Unless the Company has exercised its right to redeem the 2018 Notes and the 2044 Notes in full as described above, upon the occurrence of both (i) a change of control of the Company and (2) a downgrade of the Notes below an investment grade rating by each of Moody’s Investors Services Inc., Standard & Poor’s Ratings Services and Fitch Ratings Inc. within a specified period, it will be required to make an offer to purchase all of the 2018 Notes and the 2044 Notes at a price equal to 101% of the principal amount of the 2018 Notes and the 2044 Notes, respectively, plus any accrued and unpaid interest to the date of repurchase.

The Underwriters and certain of their affiliates have provided from time to time, and may provide in the future, investment and commercial banking and financial advisory services to the Company and its affiliates in the ordinary course of business, for which they have received and may continue to receive customary fees and commissions. Certain affiliates of the Underwriters are participants in the Company’s revolving credit agreement.

The foregoing description of the issuance and sale does not purport to be complete and is qualified in its entirety by reference to the Underwriting Agreement, which is incorporated by reference hereto as Exhibit 1.1, and the Indenture, which is incorporated by reference hereto as Exhibit 4.1.

The computation of the Ratio of Earnings to Fixed Charges is attached as Exhibit 12.1 hereto.

Tender Offers

On July 30, 2013, the Company issued a press release announcing that it had commenced tender offers (the “Tender Offers”) to purchase for cash up to $600 million aggregate principal amount of its outstanding notes, subject to increase (the “Tender Notes”).
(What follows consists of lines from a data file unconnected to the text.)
PR #996, opened 2018-12-12
CI: bare metal: do not fail on bare metal cleanup

grahamwhaley:
We should probably never fail on bare metal cleanup, as it is trying to potentially
clean up a corrupt system, and may hit things it does not expect.
Instead, try our hardest, and use some defaults if we cannot find the actual
runtime defaults.


grahamwhaley:
This PR looks to have cleared the hang up/error on the metrics slave we had overnight:
http://jenkins.katacontainers.io/job/kata-metrics-tests-ubuntu-16-04-PR/212/

devimc:
restarting jenkins-ci-ubuntu-16-04

Issue #1000, opened 2018-12-13
CI: reduce log dump size when errors are found


grahamwhaley:
Currently when an error is found in the logs in the [teardown script](https://github.com/kata-containers/tests/blob/master/.ci/teardown.sh#L232-L261), it does a fancy sed trick to pull out the error line and the following likely trail of messages - but, quite often that results in us having huge log files (Mb's - for instance in a local test from a real CI run, for two errors, I got 28715 lines in a 5.5Mb file...).
I suspect that means at the moment:
 - as we normally see the tail of the log in Jenkins, we only ever see a tail of log lines that mean very little out of context
 - few of us dare click the 'download the 48Mb full console log link`
 - and even if we do, we scroll back up over all the log stuff back to the real CI error

Let's reduce the log output to just the critical lines that the sed/searc/grep located. The full logs are attached as artifacts to the build run anyway, so if somebody does need to go look at the logs for real, then they can.

grahamwhaley:
ooh, Issue **1000** :-) Do I get a prize?

jodh-intel:
@grahamwhaley - here ya go.... :champagne: :wine_glass: :chocolate_bar: :cake: :ice_cream: :1st_place_medal: ! :smile:

PR #1001, opened 2018-12-13
CI: logs: reduce the log output upon error

grahamwhaley:
Rather than dump the error line found and all its 'freinds',
which can result in massive log dumps, let's just dump the log
line we found.

If somebody does need to look at the complete log, the CI keeps
them as artifact attachments to the build run anyway.

Fixes: #1000

### DIFF
--- a/.ci/teardown.sh
+++ b/.ci/teardown.sh
@@ -236,22 +236,11 @@ check_log_files()
 
 		# Display *all* errors caused by runtime exceptions and fatal
 		# signals.
-		for pattern in "fatal error" "fatal signal"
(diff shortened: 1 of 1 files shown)


grahamwhaley:
@jodh-intel @chavafg ptal.
I guess we only really get to see if this works if the CIs fail....
/test

jodh-intel:
> freinds

Fiends? Or friends? :smile:

lgtm

I'm actually wondering if we can remove that block entirely as we're already running [the `collect` script](https://github.com/kata-containers/runtime/blob/master/data/kata-collect-data.sh.in) in the teardown and that looks for errors pretty aggressively (but could do with an explicit check on "segfault" maybe).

The Tender Offers are being conducted on the terms and conditions set forth in an offer to purchase, dated July 30, 2013, and a related letter of transmittal.

A copy of the July 30, 2013 press release related to the Tender Offers is attached as Exhibit 99.1 to this report and is hereby incorporated by reference herein.
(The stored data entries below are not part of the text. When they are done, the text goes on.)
Issue #997, opened 2018-12-12
soak parallel test is taking more than 5 mins to complete making the CI to timeout


chavafg:
the `soak_parallel_rm` test is taking more than 5 minutes to complete, which makes the CI timeout. When we added this test, it was taking around 4 minutes. 

```
cd integration/stability && \
export ITERATIONS=2 && export MAX_CONTAINERS=20 && chronic ./soak_parallel_rm.sh
Build timed out (after 5 minutes). Marking the build as aborted.
```

chavafg:
@grahamwhaley do you know if something in the performance side has increased that could make this test to timeout?

grahamwhaley:
we launch quite a lot of containers, repeatedly, in that test - so, yes, I suspect we have slowly drifted up in time and thus exceeded our timeout.
If I could get back to looking at the [pending chronic PR](https://github.com/kata-containers/tests/pull/810), then that would help by giving out the 'heartbeat' ticker...
In the meantime, we could reduce the MAX_CONTAINERS... or drop the chronic temporarily - or, bump the timeout up ;-)

PR #1003, opened 2018-12-13
test: remove chronic from the soak_parallel_rm test

chavafg:
this test started timing out after 5 minutes of inactivity.
Seems like this test sometimes taks more minutes than before
as we started to see this issue this week.
removing chronic here would let the test avoid the timeout.

Fixes: #997.


devimc:
in the commit message  `s/taks/takes/`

Item 9.01. Financial Statements and Exhibits.

(c) Exhibits.

The following exhibits are being filed herewith:

 

Exhibit No.

    

Exhibit

  1.1       Underwriting Agreement, dated as of July 30, 2013, among WellPoint, Inc. and Morgan Stanley & Co. LLC and Citigroup Global Markets Inc.
  4.1       Indenture, dated as of January 10, 2006, between WellPoint, Inc. and The Bank of New York Mellon Trust Company, N.A. (formerly The Bank of New York Trust Company, N.A.) (filed as Exhibit 4.1 to WellPoint, Inc.’s Form 8-K dated January 10, 2006, and incorporated herein by reference) (Commission file number 001-16751).
  4.2       Form of the 2.300% Notes due 2018.
  4.3       Form of the 5.100% Notes due 2044.
  5.1       Opinion of Hogan Lovells US LLP.
  5.2       Opinion of Faegre Baker Daniels LLP.
  12.1       Computation of Ratio of Earnings to Fixed Charges.
  99.1       Press Release of WellPoint, Inc. dated July 30, 2013 related to the Tender Offers.


SIGNATURES

Pursuant to the requirements of the Securities Exchange Act of 1934, the Registrant has duly caused this report to be signed on its behalf by the undersigned hereunto duly authorized.

Dated: July 31, 2013

 

WELLPOINT, INC.
By:   /s/ KATHLEEN S. KIEFER
 

 

Name:   Kathleen S. Kiefer
Title:   Corporate Secretary


EXHIBIT INDEX

 

Exhibit No.

    

Exhibit

  1.1       Underwriting Agreement, dated as of July 30, 2013, among WellPoint, Inc. and Morgan Stanley & Co. LLC and Citigroup Global Markets Inc.
  4.1       Indenture, dated as of January 10, 2006, between WellPoint, Inc. and The Bank of New York Mellon Trust Company, N.A. (formerly The Bank of New York Trust Company, N.A.) (filed as Exhibit 4.1 to WellPoint, Inc.’s Form 8-K dated January 10, 2006, and incorporated herein by reference) (Commission file number 001-16751).
  4.2       Form of the 2.300% Notes due 2018.
  4.3       Form of the 5.100% Notes due 2044.
  5.1       Opinion of Hogan Lovells US LLP.
  5.2       Opinion of Faegre Baker Daniels LLP.
  12.1       Computation of Ratio of Earnings to Fixed Charges.
  99.1       Press Release of WellPoint, Inc. dated July 30, 2013 related to the Tender Offers.